Chapter 3
It was one of those beautiful May evenings on the coast that had been so rare this year: clear skies, cool without being cold, only a hint of a breeze.
Summer was technically almost here, and although the coast didn’t really warm up until July (and even then it depended on your definition of warm), pretty soon tourists would flood Hastings Rock again.
Along with the rest of the Last Picks, I was taking advantage of the lull before the storm to walk around the scenic downtown in relative peace and quiet.
Everything looked perfect: the medley of shops and galleries clean and freshly painted, their landscaping touched up to welcome the summer crowds.
Lights glowed in windows. A few of the more daring restaurant owners had already set out their patio seating along with fire pits and heaters.
As my friends and I followed the sidewalk, the sounds of laughter and the clink of glassware filtered out to us.
At the intersection ahead of us, one of the galleries stood with its doors open, and people spilled out into the night.
“Somebody’s having a party,” I said.
“Pippi,” Millie said. “It’s a BOOK LAUNCH party. And the theme is ANIMALS WHO ARE FRIENDS!” She grabbed Keme’s arm. “Can we go?”
“Uh, no,” I said. “We can’t.”
Sometimes, Keme’s eyes could be very dark and very intense.
Very murder-y.
(I’m a writer.)
“Why not?” Millie asked.
“Because—”
“Is it because you don’t like Pippi?”
“No—”
“Do you not like her because she’s so successful?”
“No!”
“Is it because she finishes so many books and you still haven’t finished yours and you’re afraid you’ll never finish it and somehow her success threatens your own chances at being a happy, successful writer someday?”
Ladies and gentlemen: these are my friends.
“It’s probably because he’s afraid they’ll be wearing the same T-shirt again,” Fox put in.
“It’s not any of that!” I snapped. “I did finish my book, thank you very much.”
“Kind of,” Keme said.
Millie giggled way too loudly about that.
I refused to engage with them, but I couldn’t let the other insults stand. “And for the record, that T-shirt is from the boys’ department, so I don’t know why Pippi—”
“You know what we should do?” Millie asked. “We should play Who Wore It Best?”
“Pippi,” Fox said.
“Children,” Indira said.
“Okay,” Bobby said. He put his arm around my shoulders and drew me against him. He was warm and solid, and he smelled like that clean, sporty scent I had come to associate with him. “No more teasing Dash.”
“It must have cost her a fortune to rent that gallery,” Fox said. “Michael has an outrageous sense of his own importance.”
“Oh no,” Millie said, “she got the space for free.”
Fox’s “What?” sounded choked.
“Yeah,” Millie said. “Because she did this collaboration with all these other writers and artists on the coast, and they all contributed something, and so there’s an anthology of stories, and they’ve got all these accompanying pieces that you can buy to go with them.”

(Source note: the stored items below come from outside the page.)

Issue #460, opened 2026-08-18
RetryDetector flags normal work as thrashing: tools with no extractInputMeta case always score similarity 1.0 (PowerShell), and the dedupe key never dedupes


tswdsawada:
## Summary

`RetryDetector` reports thrashing for ordinary, successful, non-repeated work. In a session with **zero failed tool calls**, it emitted **17 thrashing alerts** and drove the dashboard's Compute Waste panel to `needs attention` with ~37,862 "wasted" tokens.

The root cause is that similarity is computed over the serialized `ToolCallRecord`, and for any tool that has no `case` in `extractInputMeta()` the record carries **no input-derived fields at all** — so every call of that tool serializes to the same string and scores similarity `1.0` against every other call. Three calls of such a tool inside a 5-call window are unconditionally flagged.

Three smaller defects compound it: the dedupe key never dedupes, the waste estimate counts the whole cost of every call in the group, and the `needs_attention` threshold is 2,000 tokens.

## Environment

- preflight **1.15.4**, Windows 11, Node.js 22, `mode: local`
- Claude Code, `PowerShell` and `Bash` tools

## Observed

`nr_observe_get_retry_alerts` from one session (abridged — 17 alerts total, all `Bash` or `PowerShell`):

| tool | occurrences | similarity | tokensWastedEstimate |
|---|---|---|---|
| PowerShell | 3 | **1.0** | 2,953 |
| PowerShell | 3 | **1.0** | 2,953 |
| PowerShell | 4 | **1.0** | 2,790 |
| PowerShell | 4 | **1.0** | 2,790 |
| Bash | 5 | 0.8024 | 2,667 |
| Bash | 4 | 0.8007 | 2,800 |
| Bash | 4 | 0.8007 | 2,800 |
| Bash | 3 | 0.8016 | 732 |

Meanwhile `nr_observe_get_session_stats` for the same session reports:

```json
{ "tool_calls": 25, "success_rate": 1, "failed_calls": 0 }
```

Nothing failed and nothing was retried. The PowerShell calls scoring `1.0` were, in order, a process listing, an HTTP probe of the local dashboard, and a log aggregation — no textual resemblance whatsoever.

`nr_observe_get_compute_waste`:

```json
{ "total_tokens_wasted": 29854, "retry_tokens_wasted": 29854, "anti_pattern_tokens_wasted": 0, "breakdown": [], "status": "needs_attention" }
```

## Root cause

[...]

PR #474, opened 2026-08-21
Fix #462, #470, #473: Copilot SDK health signal, MCP PR tracking, retry false positives (v1.16.3)

### LINKED ISSUE #462: Copilot SDK usage extension: no health-flag/dashboard signal when it silently fails
Follow-up from the review of PR #437's Copilot SDK adapter + `assistant.usage` extension work.

`copilot-sdk-extension/extension.mjs`'s `joinSession()`/write failures now get written to stderr (fixed in a follow-up commit on #437), which the CLI captures into `~/.copilot/logs/extensions/`. That's better than fully silent, but it's still not visible anywhere a user would normally look.

The sibling VS Code integration (`CopilotUsageWatcher`) has a real health flag for the equivalent problem — `copilotDebugLoggingDisabled`, surfaced via `getHealth().debugLoggingLikelyDisabled` and shown in the dashboard/API (see `src/index.ts` and `src/dashboard/routes/api-handler.ts`). The Copilot SDK extension has no equivalent: if the extension was never copied, `--experimental` isn't set, `joinSession()` is version-incompatible with the installed CLI, or the storage dir isn't writable, a session will just show $0.00 token-exact cost with no indication of *why* — same failure mode already fixed once for the VS Code platform, now open again for this one.

**Suggested fix:** add a `copilotSdkExtensionMissing`-style health signal (or similar), surfaced the same way `copilotDebugLoggingDisabled` is, so a broken/missing extension setup is distinguishable from "extension genuinely not installed by choice" in the dashboard/API rather than only in CLI logs.

Files likely involved: `src/hooks/copilot-sdk-usage-mapper.ts`, `src/index.ts`, `src/dashboard/routes/api-handler.ts`, `copilot-sdk-extension/extension.mjs`.

### LINKED ISSUE #470: PR tracking only counts `gh` CLI commands; PRs opened via the GitHub MCP tools are captured but never counted
## Summary

The Git Efficiency "PRs Opened" metric only registers pull requests created through the `gh` CLI (`gh pr create` etc.). When an agent opens a PR via the GitHub MCP server's tools (`create_pull_request`, `update_pull_request`, ...) - now a very common path - the tool call **is captured and stored by Preflight**, but the PR metric ignores it and reports zero. The signal is present in the pipeline and simply not consumed.

This is not host-specific: it affects any platform whose agent uses the GitHub MCP rather than shelling out to `gh`, including Claude Code and Copilot.

## Evidence (from a live New Relic account)

Over a 7-day window on one account, PR creation happened through **both** paths, and only the CLI path was counted:

| Tool call | Event | Count | Counted by PR metric? |
|---|---|---|---|
| `create_pull_request` (GitHub MCP) | `AiToolCall` | 42 | No |
| `update_pull_request` (GitHub MCP) | `AiToolCall` | 31 | No |
| `gh pr create` (shell) | `AiToolCall` (Bash/run_in_terminal) | 27 | Yes |

So 42 of 69 PR-creation events (~61%) were silently dropped from the metric purely because they came through the MCP tool instead of the CLI. The `create_pull_request` calls are stored as first-class `AiToolCall` events with `tool = "create_pull_request"` - Preflight already has them.

## Root cause

PR detection lives entirely in `GitEfficiencyTracker.recordToolCall()` and keys **only** off the shell command string:

- The record is counted, then the method returns early for any tool call that has no `command` field - which is every structured MCP/native tool call: [`git-efficiency-tracker.ts#L376`](https://github.com/newrelic-experimental/preflight/blob/a66f8e9035a51dc38b53b12f3eb21813e2382160/src/metrics/git-efficiency-tracker.ts#L376) then [`#L398`](https://github.com/newrelic-experimental/preflight/blob/a66f8e9035a51dc38b53b12f3eb21813e2382160/src/metrics/git-efficiency-tracker.ts#L398)
- PR events are only produced by regex-matching `gh pr ...` in the surviving command string: [`#L410-L413`](https://github.com/newrelic-experimental/preflight/blob/a66f8e9035a51dc38b53b12f3eb21813e2382160/src/metrics/git-efficiency-tracker.ts#L410-L413), [`processGhCommand` #L441](https://github.com/newrelic-experimental/preflight/blob/a66f8e9035a51dc38b53b12f3eb21813e2382160/src/metrics/git-efficiency-tracker.ts#L441), regexes at [`#L74-L80`](https://github.com/newrelic-experimental/preflight/blob/a66f8e9035a51dc38b53b12f3eb21813e2382160/src/metrics/git-efficiency-tracker.ts#L74-L80)

The tracker never inspects `record.toolName`, so a captured `create_pull_request` / `update_pull_request` MCP call (or a host's native PR tool) contributes nothing. MCP tool calls are captured elsewhere in the pipeline (the collector's `beforemcpexecution`/`aftermcpexecution` handling and the proxy's `AiMcpToolCall` path), so the data reaches Preflight - it just isn't wired into this metric.

Note the asymmetry with commits: commits have a second capture path (`git log` hydration) that backfills activity made outside tool calls, so they show up regardless of how they were made. PRs have no equivalent fallback and a single CLI-only detection path, so anything not run through `gh` is lost.

## Impact

"PRs Opened" (and the derived PR KPIs) systematically undercount for any developer or team whose agents use the GitHub MCP to manage pull requests - which is an increasingly common default. The undercount is silent and can be large (61% in the sample above). Because the underlying tool calls are already captured, the metric understates activity that Preflight can already see.

## Notes

As with #467, I have a view on how I'd fix this but I'm not prescribing an approach here - there are a few angles (keying PR events off recognized tool names as well as `gh` strings, a hydration-style fallback, etc.) and I'd rather align with maintainers first. Happy to open a PR once there's a direction. I can also share the exact NRQL used for the evidence table if useful.

### LINKED ISSUE #473: RetryDetector still flags distinct, successful tool calls as thrashing: serializeInput() compares a mostly-constant metadata envelope, and inputHash is compared with Levenshtein
Follow-up to #460 (closed by #461, shipped in v1.15.6). **#461 did fix the two defects #460 named** — tools with no `extractInputMeta` case no longer score a constant 1.0, and the dedupe key now actually dedupes. Thank you.

The false positive itself, however, is still present in **v1.16.2**, with a different root cause. Filing separately rather than reopening #460, since that issue's title no longer describes the defect.

### Reproduction (v1.16.2, native Windows 11, Claude Code)

I issued 9 PowerShell calls and 25 Bash calls in one session. Every call had different content, every call succeeded, and none was a retry of another. Verbatim `nr_observe_get_retry_alerts` output from that session:

```json
{
  "alerts": [
    { "toolName": "Bash",       "occurrences": 3, "windowSize": 5, "similarity": 0.8038174772900417, "tokensWastedEstimate": 2015 },
    { "toolName": "PowerShell", "occurrences": 3, "windowSize": 5, "similarity": 0.8370439505596713, "tokensWastedEstimate": 85 },
    { "toolName": "PowerShell", "occurrences": 4, "windowSize": 5, "similarity": 0.827619943647968,  "tokensWastedEstimate": 133 },
    { "toolName": "PowerShell", "occurrences": 3, "windowSize": 5, "similarity": 0.8116071428571429, "tokensWastedEstimate": 88 }
  ],
  "totalTokensWasted": 2321,
  "totalAlertsEmitted": 4
}
```

The PowerShell calls it grouped were, in order:

```
Get-Date -Format o
$PSVersionTable.PSVersion.ToString()
(Get-ChildItem -Path $PWD -File | Measure-Object).Count
[System.Environment]::OSVersion.VersionString
Get-Process -Name node -ErrorAction SilentlyContinue | Measure-Object | Select-Object -ExpandProperty Count
[math]::Round((Get-PSDrive C).Free / 1GB, 2)
git -C $PWD rev-parse --short HEAD
$env:USERNAME + " / " + $env:COMPUTERNAME
```

The flagged Bash group was 4 calls with 4 different `inputHash` values (`a64f32dc6d81b50b`, `34a9463a4a9d9a8e`, `55046d9c9818816d`, `11939a52350a351b`), all successful, reading different files. Replaying the session's real hook records through the shipped `RetryDetector` confirms `allFailed === false` in every case, so these fire purely on the similarity path.

`tokensWastedEstimate: 2015` for the Bash group is reported as waste for work that had no duplication in it at all.

### Root cause

`serializeInput()` strips per-call metadata, then Levenshtein-compares whatever is left. Here is an actual serialized record from the run above:

```json
{"toolName":"PowerShell","inputHash":"a201daf703bdbc63","cwd":"C:\Users\<user>\preflight_test","transcriptPath":"C:\Users\<user>\.claude\projects\C--Users-<user>-preflight-test\d5be26f9-….jsonl","permissionMode":"auto","command":"pwsh -File \"$env:USERPROFILE\.claude\scripts\preflight-sync.ps1\"","isTestCommand":false,"isBuildCommand":false,"isLintCommand":false,"bashCategory":"shell-other","bashLeading":"pwsh","bashDestructive":false,"bashNetwork":false,"commandDescription":"Run preflight sync script","commandTimeout":600000}
```

Almost none of that varies between two genuinely different calls:

1. **Constant environment fields are never stripped.** `handlePostEvent()` in `event-processor.ts` spreads `cwd`, `transcriptPath` and `permissionMode` into the record, and `serializeInput()` keeps all three. `transcriptPath` alone is a ~110-character string that is byte-identical for every call in a session. These are pure similarity padding.
2. **The classifier fields are near-constant too.** `isTestCommand` / `isBuildCommand` / `isLintCommand` / `bashCategory` / `bashDestructive` / `bashNetwork` are identical for any two ordinary shell commands.
3. **`inputHash` is compared with Levenshtein.** A hash carries information only as equality or inequality. Two unrelated 16-hex-char hashes still share roughly 1/16 of their characters by chance, so this contributes a *positive* similarity floor to calls that have nothing in common.

The variable content — the command text and its description — is a minority of the string. The result is that unrelated calls land in a narrow band just around the 0.8 threshold: measured 0.80–0.84 here, 0.79–0.85 in my earlier v1.15.6 measurements. The detector is not distinguishing repeats from non-repeats; it is measuring how much boilerplate two records share.

Raising `DEFAULT_SIMILARITY_THRESHOLD` would not fix this. The distribution is compressed near the threshold by construction, so any cutoff is arbitrary and genuine retries would be lost along with the noise.

### Suggested fixes

1. **Compare the actual input, not the record envelope.** Run the similarity over the raw tool input (the `command` / `query` / `file_path` string) instead of the serialized record. That makes the score mean what its name says.
2. **Use `inputHash` as an equality signal.** Exact hash matches are exactly what a genuine retry produces. Counting `inputHash` collisions within the window is both cheaper than Levenshtein and strictly more accurate — a real repeat hashes identically, and unrelated calls never collide. If this replaces the fuzzy path entirely, items 1 and 3 become moot.
3. **If fuzzy matching is kept, strip the constants** — at minimum `cwd`, `transcriptPath`, `permissionMode`, and the boolean classifier fields — and remove `inputHash` from the fuzzy comparison.

### Secondary (also from #460, still open)

`OUTPUT_PARSERS` in `hooks/tool-parsers.js` has entries for `Bash`, `Edit`, `Grep`, `Agent` only. `PowerShell` is absent, so `exitCode` is never recorded for PowerShell calls and the `allFailed` branch cannot fire for them on Windows. Adding `PowerShell: <the Bash output parser>` would cover this, matching the `PowerShell: parseBash` input-side entry #461 already added.

### Environment

- Preflight v1.16.2 (also reproduced on v1.16.0 and v1.15.6)
- Windows 11 native, Node.js v22, Claude Code, `mode: local`

chrisdhaan:
## Summary
- Adds a `copilotSdkExtensionMissing` observability-health signal for a GitHub Copilot SDK usage-capture extension that was never installed at its documented path — mirrors the existing signal for the VS Code Copilot Chat integration's equivalent gap.
- Counts pull requests created or edited through the GitHub MCP server's tools (`create_pull_request`, `update_pull_request`), not just the `gh` CLI, in `nr_observe_get_git_efficiency`'s PR metrics.
- Fixes `nr_observe_get_retry_alerts` flagging genuinely distinct, successful tool calls as thrashing by excluding near-constant session metadata (working directory, transcript path, permission mode, and classifier fields) from the similarity comparison, and scoping the detection window by session as well as tool name.

Fixes #462, fixes #470, fixes #473.

## Test plan
- [x] New unit tests added per fix

### DIFF
--- a/CHANGELOG.md
+++ b/CHANGELOG.md
@@ -5,6 +5,17 @@ All notable changes to this project will be documented in this file.
 The format is based on [Keep a Changelog](https://keepachangelog.com/en/1.1.0/),
 and this project adheres to [Semantic Versioning](https://semver.org/spec/v2.0.0.html).
 
+## [1.16.3] - 2026-08-21
+
+### Added
+
+- **A GitHub Copilot SDK usage-capture extension that was never installed at its documented path is now reported via the observability-health API** instead of failing silently to a log file no one normally checks. Mirrors the existing signal for the VS Code Copilot Chat integration's equivalent gap.
+
+### Fixed
+
+- **`nr_observe_get_git_efficiency`'s PR metrics no longer undercount pull requests created or edited through the GitHub MCP server's tools** (`create_pull_request`, `update_pull_request`) rather than the `gh` CLI. These tool calls were already captured by Preflight but were previously ignored by the PR metric entirely.
+- **`nr_observe_get_retry_alerts` no longer flags genuinely distinct, successful tool calls as thrashing when they share the same working directory, transcript, and permission mode.** Session-constant metadata fields were previously compared for similarity alongside the actual command content, pulling unrelated calls into a false-positive band just above the detection threshold.
+
 ## [1.16.2] - 2026-08-20
 
 ### Fixed
--- a/package-lock.json
+++ b/package-lock.json
@@ -1,12 +1,12 @@
 {
   "name": "@newrelic/preflight",
-  "version": "1.16.2",
+  "version": "1.16.3",
   "lockfileVersion": 3,
   "requires": true,
   "packages": {
     "": {
       "name": "@newrelic/preflight",
-      "version": "1.16.2",
+      "version": "1.16.3",
       "license": "Apache-2.0",
       "dependencies": {
         "@modelcontextprotocol/sdk": "^1.30.0",
--- a/package.json
+++ b/package.json
@@ -1,6 +1,6 @@
 {
   "name": "@newrelic/preflight",
-  "version": "1.16.2",
+  "version": "1.16.3",
   "type": "module",
   "license": "Apache-2.0",
   "private": false,
--- a/src/dashboard/routes/api-handler.ts
+++ b/src/dashboard/routes/api-handler.ts
@@ -318,6 +318,15 @@ export interface ObservabilityHealthSnapshot {
    * Optional/absent for non-Copilot deployments and older snapshot producers.
    */
   readonly copilotDebugLoggingDisabled?: boolean;
+  /**
+   * True when the active platform is the GitHub Copilot SDK/CLI runtime and
+   * its optional token-exact-cost extension isn't at its documented install
+   * path (~/.copilot/extensions/preflight/extension.mjs) — the extension was
+   * likely never copied. Doesn't catch every failure cause (see
+   * copilot-sdk-extension-health.ts's doc comment). Optional/absent for
+   * non-copilot-sdk deployments and older snapshot producers.
+   */
+  readonly copilotSdkExtensionMissing?: boolean;
 }
 
 export interface ApiHandlerDeps {
--- a/src/hooks/copilot-sdk-extension-health.test.ts
+++ b/src/hooks/copilot-sdk-extension-health.test.ts
@@ -1,0 +1,46 @@
+import { existsSync } from 'node:fs';
+import { join } from 'node:path';
+import {
+  copilotSdkExtensionInstallPath,
+  isCopilotSdkExtensionMissing,
+} from './copilot-sdk-extension-health.js';
+
+jest.mock('node:fs', () => {
+  const real = jest.requireActual<typeof import('node:fs')>('node:fs');
+  return { ...real, existsSync: jest.fn() };
+});
+
+const mockExistsSync = existsSync as jest.Mock;
+
+afterEach(() => mockExistsSync.mockReset());
+
+describe('isCopilotSdkExtensionMissing()', () => {
+  it('is false for a non-copilot-sdk platform regardless of file presence', () => {
+    mockExistsSync.mockReturnValue(false);
+    expect(isCopilotSdkExtensionMissing('claude-code')).toBe(false);
+    expect(mockExistsSync).not.toHaveBeenCalled();
+  });
+
+  it('is true for copilot-sdk when the extension file is absent', () => {
+    mockExistsSync.mockReturnValue(false);
+    expect(isCopilotSdkExtensionMissing('copilot-sdk')).toBe(true);
+  });
+
+  it('is false for copilot-sdk when the extension file is present', () => {
+    mockExistsSync.mockReturnValue(true);
+    expect(isCopilotSdkExtensionMissing('copilot-sdk')).toBe(false);
+  });
+
+  it('checks the documented install path', () => {
+    mockExistsSync.mockReturnValue(true);
+    isCopilotSdkExtensionMissing('copilot-sdk');
+    expect(mockExistsSync).toHaveBeenCalledWith(copilotSdkExtensionInstallPath());
+  });
+});
+
+describe('copilotSdkExtensionInstallPath()', () => {
+  it('resolves to the documented .copilot/extensions/preflight/extension.mjs path', () => {
+    const path = copilotSdkExtensionInstallPath();
+    expect(path.endsWith(join('.copilot', 'extensions', 'preflight', 'extension.mjs'))).toBe(true);
+  });
+});
--- a/src/hooks/copilot-sdk-extension-health.ts
+++ b/src/hooks/copilot-sdk-extension-health.ts
@@ -1,0 +1,30 @@
+/**
+ * Health check for the bundled GitHub Copilot SDK usage-capture extension
+ * (`copilot-sdk-extension/extension.mjs`) — detects the one failure cause
+ * that's checkable from the MCP server process without a live-session
+ * signal: the extension was never copied to its documented install path (see
+ * `getHookInstallInstructions()` in `../platforms/copilot-sdk-adapter.js`).
+ * Deliberately does NOT catch the issue's other named causes (`--experimental`
+ * not set, a version-incompatible `joinSession()`, an unwritable storage
+ * dir) — none of those are filesystem-observable from this process. Same
+ * partial-coverage tradeoff already accepted by `CopilotUsageWatcher`'s
+ * `debugLoggingLikelyDisabled` (see that type's doc comment).
+ */
+
+import { existsSync } from 'node:fs';
+import { homedir } from 'node:os';
+import { join } from 'node:path';
+
+export function copilotSdkExtensionInstallPath(): string {
+  return join(homedir(), '.copilot', 'extensions', 'preflight', 'extension.mjs');
+}
+
+/**
+ * True only when `platformName` is `'copilot-sdk'` and the extension isn't
+ * at its documented install path. Always false for every other platform —
+ * the extension is copilot-sdk-only, so its absence there is meaningless.
+ */
+export function isCopilotSdkExtensionMissing(platformName: string): boolean {
+  if (platformName !== 'copilot-sdk') return false;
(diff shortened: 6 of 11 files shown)


corinnekunze (approved):

tswdsawada:
Thanks for turning this around so quickly — the strip list is the right call, and I can confirm it resolves the case I reported.

Two things worth adding before this lands. Neither is a Windows-specific ask: I checked, and the defect and the fix are both entirely platform-neutral.

## 1. The false positive is not Windows-specific

I framed #473 around a Windows session, which may have made it look narrower than it is. `RetryDetector` has no platform branching at all (the only `process.platform` in `src/metrics/` is the WSL path fixup in `transcript-reasoning.ts`), `inputHash` is `sha256(JSON.stringify(input)).slice(0,16)` from the shared collector on every OS and every adapter, and `INPUT_PARSERS` maps `PowerShell: parseBash`, so the two shells produce the same record shape.

Feeding six genuinely distinct, successful commands through the published v1.16.2 `RetryDetector`, once with Linux-shaped records (`Bash`, `/home/...` cwd and transcript path) and once with Windows-shaped ones (`PowerShell`, `C:\...`):

| record shape | v1.16.2 as published | with this PR's strip list |
|---|---|---|
| Linux / `Bash` | fires, similarity **0.8991 – 0.9100** | no alert |
| Windows / `PowerShell` | fires, similarity **0.9011 – 0.9118** | no alert |

Same defect, same magnitude, both platforms — and the strip list clears both. (Method: records hand-shaped to match each platform's hook envelope and run against the published v1.16.2 `dist`; the second column emulates this PR by omitting the newly-excluded fields rather than by building the branch. Happy to redo it against the actual branch if that is more useful.)

## 2. One case the strip list doesn't reach

After the exclusions, a tool with no `extractInputMeta()` case — any third-party MCP tool, so again OS-independent — serializes to just `{"toolName": ..., "inputHash": ...}`. The tool name dominates that string and only 16 hex characters vary, so distinct calls still land above the threshold. Six calls to the same MCP tool with genuinely different arguments:

```
pairwise similarity of distinct hashes: 0.857, 0.867, 0.857, 0.857, 0.857   (threshold 0.8)
-> fires at n=3 (0.8619), n=4 (0.8603), n=5 (0.8595), n=5 (0.8571)
```

So the near-constant envelope isn't the only thing that can carry a group over 0.8; a long tool name does it on its own.

## Suggestion

I understand and agree with the reasoning for keeping `inputHash` on the record — dropping it would reopen the `{toolName}`-only regression from #460. My suggestion doesn't require dropping it. It's about how it is *compared*: a hash is a two-valued signal (equal / not equal), and edit distance over it is meaningless in either direction — it dilutes a genuine repeat and manufactures similarity between unrelated calls, as above.

Keeping the field but counting it by equality gets both properties, with no new platform-specific code:

- if both records carry `inputHash`, its contribution to the pair's similarity is `1` when the hashes are equal and `0` when they differ, instead of a Levenshtein term;
- Levenshtein still applies to the remaining semantic fields (`command`, `commandDescription`, `filePath`, ...), so near-identical-but-not-identical retries are still caught.

On the same data as above, that yields no alert for the six distinct MCP calls, and still alerts on a genuine retry (three calls with identical arguments → identical hashes). It also makes the metadata-less-tool path strictly correct rather than incidentally safe: those records reduce to an exact-match check, which is exactly the semantics you want there.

In the silence that followed, the drone of voices from the gallery washed out into the night.
“Probably motel art,” Fox said. “Insipid little watercolors with no passion, no soul.”
“What writers on the coast?” I asked. “Who? Because there aren’t any writers.”
Indira raised her eyebrows.
Face heating, I stammered, “I mean, no real writers—”
Even Keme looked kind of disappointed in me at that one.
“Professional writers,” I said. “Writers who are working at a professional level.”
No one said anything.
And then Keme said, “You’re a donkey.”
Fortunately, Fox swept in at that moment with “I wouldn’t be caught dead in that gallery. Shilling my wares to—to a crowd of smug, self-satisfied corporate drones.”
Indira’s eyebrows went up again.
“Hawking my work—the work of my soul—like I’m a fishwife at market!”
Bobby squeezed my arm.
“I don’t even know what kind of story she’d want me to write,” I said.
“I mean, I don’t think I could write a story that would fit into that anthology.
I don’t write that kind of stuff. I don’t read that kind of stuff.
There’s a certain degree of craft and intelligence and—and insight into the human condition that goes into my writing, and I can’t just churn it out on demand. ”
Again—mercifully—nobody said anything.
Then Millie opened her mouth. And God bless her, because she was Millie, she actually, honestly meant it.
“Oh,” she said with an unnecessary amount of surprise. “I didn’t know Pippi invited the two of you.”